> INSTRUCTIONS FOR THE TASK:
In the records that follow, find each line containing "until" and copy it.

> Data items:
════════════════

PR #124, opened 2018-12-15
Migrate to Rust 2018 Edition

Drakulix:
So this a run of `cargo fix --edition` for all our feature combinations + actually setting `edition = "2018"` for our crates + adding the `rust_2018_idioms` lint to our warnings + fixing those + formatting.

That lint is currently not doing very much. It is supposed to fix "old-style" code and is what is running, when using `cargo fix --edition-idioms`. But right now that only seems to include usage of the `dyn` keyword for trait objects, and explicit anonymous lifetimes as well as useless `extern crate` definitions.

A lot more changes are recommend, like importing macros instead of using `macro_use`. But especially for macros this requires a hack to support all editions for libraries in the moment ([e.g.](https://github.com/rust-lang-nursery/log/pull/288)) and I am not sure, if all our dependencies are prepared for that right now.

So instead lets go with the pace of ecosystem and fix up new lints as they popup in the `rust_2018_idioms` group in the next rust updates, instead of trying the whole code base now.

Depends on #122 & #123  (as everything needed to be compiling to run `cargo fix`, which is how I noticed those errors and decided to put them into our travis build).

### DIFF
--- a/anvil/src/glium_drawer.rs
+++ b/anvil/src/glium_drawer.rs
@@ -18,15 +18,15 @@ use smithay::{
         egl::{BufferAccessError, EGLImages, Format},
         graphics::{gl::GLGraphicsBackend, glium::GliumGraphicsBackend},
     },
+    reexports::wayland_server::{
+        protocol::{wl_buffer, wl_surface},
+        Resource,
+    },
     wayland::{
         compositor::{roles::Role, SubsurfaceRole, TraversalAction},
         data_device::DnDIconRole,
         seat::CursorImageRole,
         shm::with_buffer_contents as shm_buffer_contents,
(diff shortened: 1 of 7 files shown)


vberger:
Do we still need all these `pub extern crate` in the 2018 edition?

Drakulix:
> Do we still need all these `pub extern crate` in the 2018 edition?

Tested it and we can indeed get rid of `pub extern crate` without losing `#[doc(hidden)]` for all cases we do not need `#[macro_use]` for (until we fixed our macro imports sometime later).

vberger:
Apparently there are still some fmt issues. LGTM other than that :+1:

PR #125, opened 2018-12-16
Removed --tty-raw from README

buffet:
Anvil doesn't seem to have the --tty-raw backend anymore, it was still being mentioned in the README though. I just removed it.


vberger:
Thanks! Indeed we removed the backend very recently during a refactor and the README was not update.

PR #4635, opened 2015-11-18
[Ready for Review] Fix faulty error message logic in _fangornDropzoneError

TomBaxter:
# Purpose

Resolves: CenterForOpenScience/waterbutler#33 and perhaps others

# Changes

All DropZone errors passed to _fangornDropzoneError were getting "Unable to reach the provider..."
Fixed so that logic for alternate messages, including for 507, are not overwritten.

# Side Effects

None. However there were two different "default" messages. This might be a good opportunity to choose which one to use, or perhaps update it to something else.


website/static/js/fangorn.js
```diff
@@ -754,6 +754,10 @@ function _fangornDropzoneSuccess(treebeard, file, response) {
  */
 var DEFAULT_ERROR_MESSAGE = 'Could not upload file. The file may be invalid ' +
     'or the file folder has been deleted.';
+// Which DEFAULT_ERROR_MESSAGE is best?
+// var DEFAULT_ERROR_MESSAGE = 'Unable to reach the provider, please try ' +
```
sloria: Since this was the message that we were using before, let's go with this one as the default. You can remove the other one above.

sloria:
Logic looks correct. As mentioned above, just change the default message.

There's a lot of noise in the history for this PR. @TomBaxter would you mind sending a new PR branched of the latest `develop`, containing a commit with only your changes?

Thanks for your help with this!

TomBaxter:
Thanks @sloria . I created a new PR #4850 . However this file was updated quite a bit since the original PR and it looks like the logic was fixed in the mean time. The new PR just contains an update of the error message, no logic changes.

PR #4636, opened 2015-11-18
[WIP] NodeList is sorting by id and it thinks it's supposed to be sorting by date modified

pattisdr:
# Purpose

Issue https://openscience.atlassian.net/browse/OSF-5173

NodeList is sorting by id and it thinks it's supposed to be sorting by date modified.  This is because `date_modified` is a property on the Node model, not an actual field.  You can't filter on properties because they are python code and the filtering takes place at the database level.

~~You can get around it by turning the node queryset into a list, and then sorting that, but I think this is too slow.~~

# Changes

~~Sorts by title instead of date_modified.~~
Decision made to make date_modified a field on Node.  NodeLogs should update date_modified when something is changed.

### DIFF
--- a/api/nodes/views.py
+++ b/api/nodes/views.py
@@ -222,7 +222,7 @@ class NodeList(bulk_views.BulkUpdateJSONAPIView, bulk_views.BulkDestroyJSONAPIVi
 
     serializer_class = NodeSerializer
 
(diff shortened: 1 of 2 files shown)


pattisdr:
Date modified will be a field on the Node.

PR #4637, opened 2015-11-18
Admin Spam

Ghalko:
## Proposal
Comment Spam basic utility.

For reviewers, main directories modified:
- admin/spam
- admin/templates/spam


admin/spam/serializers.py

════════════════

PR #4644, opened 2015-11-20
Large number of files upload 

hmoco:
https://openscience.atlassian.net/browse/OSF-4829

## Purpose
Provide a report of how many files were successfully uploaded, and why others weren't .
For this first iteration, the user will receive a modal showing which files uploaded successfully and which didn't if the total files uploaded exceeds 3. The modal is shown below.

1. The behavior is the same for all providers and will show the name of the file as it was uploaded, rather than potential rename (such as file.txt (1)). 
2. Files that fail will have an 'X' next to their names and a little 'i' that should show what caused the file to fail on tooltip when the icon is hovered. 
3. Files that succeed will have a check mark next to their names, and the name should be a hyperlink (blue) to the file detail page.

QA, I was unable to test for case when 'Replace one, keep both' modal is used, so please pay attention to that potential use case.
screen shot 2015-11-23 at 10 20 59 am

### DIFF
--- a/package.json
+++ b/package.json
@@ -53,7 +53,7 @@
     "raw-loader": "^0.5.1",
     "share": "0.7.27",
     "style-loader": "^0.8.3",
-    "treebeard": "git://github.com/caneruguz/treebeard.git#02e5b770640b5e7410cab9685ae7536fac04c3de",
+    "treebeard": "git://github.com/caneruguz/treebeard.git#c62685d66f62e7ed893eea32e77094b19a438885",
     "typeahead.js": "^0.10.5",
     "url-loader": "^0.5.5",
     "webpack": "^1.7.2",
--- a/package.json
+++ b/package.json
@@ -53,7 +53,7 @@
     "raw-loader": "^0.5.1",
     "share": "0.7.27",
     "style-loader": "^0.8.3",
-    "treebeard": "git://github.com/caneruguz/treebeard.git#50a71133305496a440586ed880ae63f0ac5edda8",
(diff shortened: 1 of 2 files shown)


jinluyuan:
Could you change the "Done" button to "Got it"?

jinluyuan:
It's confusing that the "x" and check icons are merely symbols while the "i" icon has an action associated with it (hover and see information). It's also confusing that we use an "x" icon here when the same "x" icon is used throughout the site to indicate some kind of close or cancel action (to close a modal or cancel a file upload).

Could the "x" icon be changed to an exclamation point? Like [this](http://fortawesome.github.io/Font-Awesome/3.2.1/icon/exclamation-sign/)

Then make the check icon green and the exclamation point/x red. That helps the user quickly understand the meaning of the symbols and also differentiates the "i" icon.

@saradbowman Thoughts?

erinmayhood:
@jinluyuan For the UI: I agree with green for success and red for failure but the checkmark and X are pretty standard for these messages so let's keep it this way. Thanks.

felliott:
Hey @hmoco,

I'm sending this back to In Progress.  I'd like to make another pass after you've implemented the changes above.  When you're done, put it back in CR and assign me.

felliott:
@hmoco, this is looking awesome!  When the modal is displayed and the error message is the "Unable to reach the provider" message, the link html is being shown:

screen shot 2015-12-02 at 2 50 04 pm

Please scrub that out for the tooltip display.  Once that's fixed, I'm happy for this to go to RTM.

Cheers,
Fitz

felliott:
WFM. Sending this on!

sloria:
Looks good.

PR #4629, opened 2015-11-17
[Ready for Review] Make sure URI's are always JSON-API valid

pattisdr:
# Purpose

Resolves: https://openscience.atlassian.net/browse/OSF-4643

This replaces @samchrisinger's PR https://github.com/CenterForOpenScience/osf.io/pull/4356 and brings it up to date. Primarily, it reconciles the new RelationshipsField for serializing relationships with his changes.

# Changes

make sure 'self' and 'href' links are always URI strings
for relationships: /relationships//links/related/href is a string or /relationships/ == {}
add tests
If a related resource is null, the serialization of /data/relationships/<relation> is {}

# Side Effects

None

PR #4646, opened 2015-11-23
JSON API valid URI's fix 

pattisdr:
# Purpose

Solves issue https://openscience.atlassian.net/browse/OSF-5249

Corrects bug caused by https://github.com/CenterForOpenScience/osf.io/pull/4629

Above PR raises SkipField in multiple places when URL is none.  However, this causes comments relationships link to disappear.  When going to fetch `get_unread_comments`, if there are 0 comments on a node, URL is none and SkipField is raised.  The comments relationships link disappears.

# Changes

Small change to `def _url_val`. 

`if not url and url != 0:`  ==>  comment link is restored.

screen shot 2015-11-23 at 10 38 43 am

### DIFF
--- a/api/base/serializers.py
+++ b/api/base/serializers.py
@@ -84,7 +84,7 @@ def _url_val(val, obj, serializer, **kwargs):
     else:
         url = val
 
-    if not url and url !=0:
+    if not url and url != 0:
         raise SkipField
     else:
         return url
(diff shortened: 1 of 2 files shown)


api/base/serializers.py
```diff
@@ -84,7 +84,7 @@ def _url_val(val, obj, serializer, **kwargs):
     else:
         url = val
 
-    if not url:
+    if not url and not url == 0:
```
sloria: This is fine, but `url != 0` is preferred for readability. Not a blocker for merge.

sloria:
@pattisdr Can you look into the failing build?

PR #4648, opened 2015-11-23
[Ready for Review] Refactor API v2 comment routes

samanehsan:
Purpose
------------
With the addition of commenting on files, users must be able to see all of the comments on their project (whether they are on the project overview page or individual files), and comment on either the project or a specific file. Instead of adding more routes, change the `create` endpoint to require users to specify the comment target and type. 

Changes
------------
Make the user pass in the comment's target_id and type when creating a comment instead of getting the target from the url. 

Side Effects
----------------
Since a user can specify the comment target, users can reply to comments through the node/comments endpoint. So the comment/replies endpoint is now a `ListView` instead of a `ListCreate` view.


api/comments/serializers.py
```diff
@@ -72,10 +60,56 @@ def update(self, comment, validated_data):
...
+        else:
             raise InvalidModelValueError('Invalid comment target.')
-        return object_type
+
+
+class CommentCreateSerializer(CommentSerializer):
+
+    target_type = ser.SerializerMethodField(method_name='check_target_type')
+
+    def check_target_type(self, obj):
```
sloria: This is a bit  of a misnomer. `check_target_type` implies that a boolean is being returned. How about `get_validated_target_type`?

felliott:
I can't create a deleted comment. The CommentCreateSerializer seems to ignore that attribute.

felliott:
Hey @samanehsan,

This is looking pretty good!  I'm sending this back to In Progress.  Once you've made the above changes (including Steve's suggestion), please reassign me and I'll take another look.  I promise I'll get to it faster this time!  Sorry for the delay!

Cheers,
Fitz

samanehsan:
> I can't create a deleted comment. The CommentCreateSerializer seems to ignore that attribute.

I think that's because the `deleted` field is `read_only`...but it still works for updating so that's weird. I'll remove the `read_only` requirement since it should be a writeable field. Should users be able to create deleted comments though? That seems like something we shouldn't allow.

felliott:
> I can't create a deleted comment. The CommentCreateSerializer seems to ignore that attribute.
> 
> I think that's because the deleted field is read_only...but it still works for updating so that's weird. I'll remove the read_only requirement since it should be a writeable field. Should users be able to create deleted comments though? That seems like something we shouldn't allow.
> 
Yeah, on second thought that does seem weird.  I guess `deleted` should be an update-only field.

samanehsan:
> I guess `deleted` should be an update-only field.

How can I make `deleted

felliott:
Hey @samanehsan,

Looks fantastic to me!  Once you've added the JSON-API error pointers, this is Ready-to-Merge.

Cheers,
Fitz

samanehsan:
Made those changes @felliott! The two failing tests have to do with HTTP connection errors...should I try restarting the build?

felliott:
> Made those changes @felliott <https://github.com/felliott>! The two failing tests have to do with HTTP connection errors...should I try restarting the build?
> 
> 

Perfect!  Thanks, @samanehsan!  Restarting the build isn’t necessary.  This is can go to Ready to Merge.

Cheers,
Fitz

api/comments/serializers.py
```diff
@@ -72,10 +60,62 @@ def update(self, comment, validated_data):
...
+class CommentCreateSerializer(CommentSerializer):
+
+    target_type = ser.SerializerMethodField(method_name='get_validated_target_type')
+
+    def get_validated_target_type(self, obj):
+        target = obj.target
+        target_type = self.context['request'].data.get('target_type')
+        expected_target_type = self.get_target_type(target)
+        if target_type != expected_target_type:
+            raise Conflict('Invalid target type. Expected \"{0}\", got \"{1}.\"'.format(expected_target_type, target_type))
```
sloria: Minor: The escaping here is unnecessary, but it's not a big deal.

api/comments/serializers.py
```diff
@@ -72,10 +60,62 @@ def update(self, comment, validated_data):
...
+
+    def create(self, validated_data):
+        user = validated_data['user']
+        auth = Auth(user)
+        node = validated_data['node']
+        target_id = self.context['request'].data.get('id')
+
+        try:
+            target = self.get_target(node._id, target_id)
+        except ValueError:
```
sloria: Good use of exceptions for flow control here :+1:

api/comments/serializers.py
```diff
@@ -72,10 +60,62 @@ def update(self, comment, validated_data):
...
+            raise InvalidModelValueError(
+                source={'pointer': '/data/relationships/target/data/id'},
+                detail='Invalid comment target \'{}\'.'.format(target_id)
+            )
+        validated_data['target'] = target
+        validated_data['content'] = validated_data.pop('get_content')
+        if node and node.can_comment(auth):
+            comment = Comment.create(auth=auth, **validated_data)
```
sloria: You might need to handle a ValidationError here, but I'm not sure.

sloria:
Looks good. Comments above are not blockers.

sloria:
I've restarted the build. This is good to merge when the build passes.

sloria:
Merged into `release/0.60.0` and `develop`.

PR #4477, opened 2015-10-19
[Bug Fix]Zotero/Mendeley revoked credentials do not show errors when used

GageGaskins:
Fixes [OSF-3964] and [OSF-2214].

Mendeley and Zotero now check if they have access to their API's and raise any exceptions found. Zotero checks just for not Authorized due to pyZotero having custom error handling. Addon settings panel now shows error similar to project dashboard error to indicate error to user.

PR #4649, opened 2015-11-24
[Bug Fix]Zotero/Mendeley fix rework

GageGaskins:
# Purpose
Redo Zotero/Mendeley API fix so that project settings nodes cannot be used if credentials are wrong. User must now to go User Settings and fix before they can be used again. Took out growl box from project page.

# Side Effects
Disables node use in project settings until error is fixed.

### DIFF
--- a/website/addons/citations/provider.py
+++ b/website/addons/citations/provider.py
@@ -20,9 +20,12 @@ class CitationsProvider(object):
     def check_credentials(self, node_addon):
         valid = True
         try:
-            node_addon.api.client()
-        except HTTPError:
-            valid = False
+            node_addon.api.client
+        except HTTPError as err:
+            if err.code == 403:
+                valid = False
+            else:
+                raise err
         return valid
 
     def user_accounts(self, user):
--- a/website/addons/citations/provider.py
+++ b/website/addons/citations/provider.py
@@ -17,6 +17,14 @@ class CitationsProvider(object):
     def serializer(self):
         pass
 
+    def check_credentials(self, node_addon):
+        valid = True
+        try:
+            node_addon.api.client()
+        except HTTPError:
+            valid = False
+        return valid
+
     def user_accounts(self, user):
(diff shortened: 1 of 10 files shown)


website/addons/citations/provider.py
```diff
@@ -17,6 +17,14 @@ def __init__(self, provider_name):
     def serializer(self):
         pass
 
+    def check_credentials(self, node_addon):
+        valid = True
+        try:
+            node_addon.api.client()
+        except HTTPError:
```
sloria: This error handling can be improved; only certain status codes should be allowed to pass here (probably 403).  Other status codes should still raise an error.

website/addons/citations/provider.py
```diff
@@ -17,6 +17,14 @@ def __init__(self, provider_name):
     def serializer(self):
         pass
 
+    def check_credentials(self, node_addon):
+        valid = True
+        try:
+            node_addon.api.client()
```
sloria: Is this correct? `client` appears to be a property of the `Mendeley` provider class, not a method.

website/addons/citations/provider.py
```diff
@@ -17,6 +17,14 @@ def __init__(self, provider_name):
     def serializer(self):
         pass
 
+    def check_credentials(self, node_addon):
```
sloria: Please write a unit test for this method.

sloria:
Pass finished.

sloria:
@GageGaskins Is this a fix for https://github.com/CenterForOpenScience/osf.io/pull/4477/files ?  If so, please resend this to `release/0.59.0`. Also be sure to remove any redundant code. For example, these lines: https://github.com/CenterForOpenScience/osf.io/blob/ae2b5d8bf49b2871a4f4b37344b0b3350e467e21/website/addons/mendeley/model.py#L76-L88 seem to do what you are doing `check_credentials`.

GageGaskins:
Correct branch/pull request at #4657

════════════════

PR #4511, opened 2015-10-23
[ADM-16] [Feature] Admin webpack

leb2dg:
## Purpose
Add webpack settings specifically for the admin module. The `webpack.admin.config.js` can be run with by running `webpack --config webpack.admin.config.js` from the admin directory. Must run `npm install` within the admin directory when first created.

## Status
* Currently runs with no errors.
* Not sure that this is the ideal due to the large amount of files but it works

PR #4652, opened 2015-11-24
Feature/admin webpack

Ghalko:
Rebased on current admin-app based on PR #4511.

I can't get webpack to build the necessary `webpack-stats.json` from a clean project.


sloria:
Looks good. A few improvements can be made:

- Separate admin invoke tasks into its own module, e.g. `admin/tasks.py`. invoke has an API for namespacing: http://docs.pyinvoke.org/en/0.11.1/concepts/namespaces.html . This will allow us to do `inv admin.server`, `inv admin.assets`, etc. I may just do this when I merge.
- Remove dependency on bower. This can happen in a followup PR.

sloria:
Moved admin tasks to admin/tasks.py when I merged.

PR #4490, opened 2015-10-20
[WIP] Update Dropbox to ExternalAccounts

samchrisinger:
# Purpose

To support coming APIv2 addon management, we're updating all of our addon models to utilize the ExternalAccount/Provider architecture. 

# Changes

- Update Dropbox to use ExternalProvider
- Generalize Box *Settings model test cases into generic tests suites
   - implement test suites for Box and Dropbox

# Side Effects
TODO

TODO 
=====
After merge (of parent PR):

════════════════

> ANSWER TO THE EXERCISE:
Tested it and we can indeed get rid of `pub extern crate` without losing `#[doc(hidden)]` for all cases we do not need `#[macro_use]` for (until we fixed our macro imports sometime later).
Disables node use in project settings until error is fixed.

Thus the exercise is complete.